View from the Ridge -- of a Volcano!Rev_19:20 The beast was taken prisoner, together with the false prophet who had performed miracles in his presence. (It was by those miracles that he had deceived those who had the mark of the beast and those who had worshiped the image of the beast.) The beast and the false prophet were both thrown alive into the lake of fire that burns with sulfur.
Rev_20:10 Then the Devil, who deceived them, was thrown into the lake of fire and sulfur, where the beast and the false prophet had already been thrown; and they will be tormented day and night forever and ever.
Rev_20:14 Then death and the world of the dead were thrown into the lake of fire. (This lake of fire is the second death.)
Rev_20:15 Those who did not have their name written in the book of the living were thrown into the lake of fire.
I have said before that living on a live, active, volcano is a cool thing and exciting. And now I have pictures to prove it. I have taken the liberty of copying some information from Wikipedia about the volcano Kīlauea.
Kīlauea is the youngest and southeastern most volcano on the Big Island of Hawai`i. Topographically Kīlauea appears as only a bulge on the southeastern flank of Mauna Loa, and so for many years Kīlauea was thought to be a mere satellite of its giant neighbor, not a separate volcano. However, research over the past few decades shows clearly that Kīlauea has its own magma-plumbing system, extending to the surface from more than 60 km deep in the earth.
In fact, the summit of Kīlauea lies on a curving line of volcanoes that includes Mauna Kea and Kohala and excludes Mauna Loa. Hawaiians used the word Kīlauea only for the summit caldera, but earth scientists and, over time, popular usage have extended the name to include the entire volcano.
||The eruption of Kīlauea Volcano that began in 1983 continues at the cinder-and-spatter cone of Pu`u `Ō `ō (high point on skyline).

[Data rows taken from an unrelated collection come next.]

PR #1360, opened 2019-07-01
Remove num_downloadable migration and readd it as a management command

kurtwheeler:
## Issue Number

N/A came up during a deploy because the migration took too long

This migration takes a really long time. Our deploys wait for migrations to complete before continuing, so this was holding everything up. By moving this to a management command, I can just run it manually after the deploy completes successfully.

## Types of changes

## Functional tests

N/A, just moving code around.

## Checklist


foreman/data_refinery_foreman/foreman/management/commands/update_downloadable_samples.py
```diff
@@ -0,0 +1,9 @@
+import django.contrib.postgres.fields
+from data_refinery_common.models import Experiment, ComputationalResultAnnotation
+
+class Command(BaseCommand):
+    def handle(self, *args, **options):
+        for experiment in Experiment.objects.all():
+            organism_ids = list(ComputationalResultAnnotation.objects.filter(data__is_qn=True).values_list('data__organism_id', flat=True))
```
arielsvn: can we put `organism_ids` outside of the `for-loop`?

kurtwheeler: Oh snap good call!

PR #1373, opened 2019-07-05
Kurtwheeler/run tximport

kurtwheeler:
## Issue Number

#1074 

This PR adds a mangagement command which will create a tximport job for every experiment that is past the minimum thresholds and hasn't already had tximport run on it. This should enable us to unlock a lot more RNA-Seq samples in the frontend.

## Types of changes

## Functional tests

I am going to finish this functional test first thing Monday morning. Today I have been running a 21 sample experiment in a local environment. I killed one downloader jobs so only 20 of those samples will get processed. I will then run this command twice to run tximport and to test that it's not run more than once.

## Checklist


wvauclain:
As long as the tests pass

Lava erupting from the cone flows through a tube system down Pulama pali about 11 km to the sea.|
Our first exposure to this eruption was August of 1989 or 1990 when we came over for 10 days to visit Jeri's sister and brother-in-law, Judie and Tom. In those days you could walk right up to some of the flows that were making their way to the ocean, something they don't allow today. Over the past decades, the off and on flows have claimed over 220 homes on the south part of the Island.
That all changed on April 24, 2015. Again, from Wikipedia:
Halemaʻumaʻu Crater is a pit crater located within the much larger summit caldera of Kīlauea in Hawaii Volcanoes National Park. The roughly circular crater floor is 2,530 ft by 2,950 ft and 270 ft below the floor of Kīlauea caldera. Halemaʻumaʻu in the Hawaiian mythology is home to Pele, Hawaiian Goddess of Fire and Volcanoes, according to the traditions of Hawaiian mythology.
According to the Hawaii Volcano Observatory the crater is currently active with molten lava visible in lava lake. From 2008, when the current vent inside Halemaʻumaʻu crater first erupted, to April 2015, lava was present inside the vent fluctuating from 20 to 150 meters below the crater floor. On April 24, 2015 molten lava in the vent, known as the Overlook Crater, became directly visible for the first time from the Jaggar Museum overlook at the Hawaiian Volcano Observatory when the lava rose to an all-time high level since the Overlook Crater first opened. A few days later, on April 29, the lava started spilling over the rim of the Overlook Crater and onto the floor of Halemaʻumaʻu Crater.
In the few times we have visited the volcano the most we could see during the day was steam venting from the crater. At night you could see the glow of the lava against the steam but no lava.
|In March 2013, the glow from the lava lake|
|From 1.25 miles with a digital camera and and 850 zoom lens.|
|The dark area at the bottom of the picture is the rim of the crater. |
The next morning we ate breakfast and then drove back up to the viewing station to see what the lava situation was and try and get some good daytime pictures. Other than the wind blowing, it was a picture perfect day, no pun intended.
The Hawaiian population here seems to think that anything modern built on any of the volcanoes will upset Pele and all hell will break loose. It seems that just a few centuries ago they were throwing virgins into the volcanoes. Fortunately we are not seeing any of that today.
Between the two days we spent more than four hours viewing the fire and brimstone. Ken and I each took about 300 pictures. It was fascinating and sobering to view the awesome power of nature and to realize that it is under God's control. And it can be unleashed at any time at the sound of His voice or the wave of His hand. I think it is His tiny preview of what hell will be like for those that reject Christ as Lord and Savior. It is the reason that Christ died on the cross as the last blood sacrifice for sin so that we who trust in Christ as lord and savior will be spared an eternity in the fiery furnace of hell. Thank you Lord Jesus for the great sacrifice you made for my sins, on my behalf.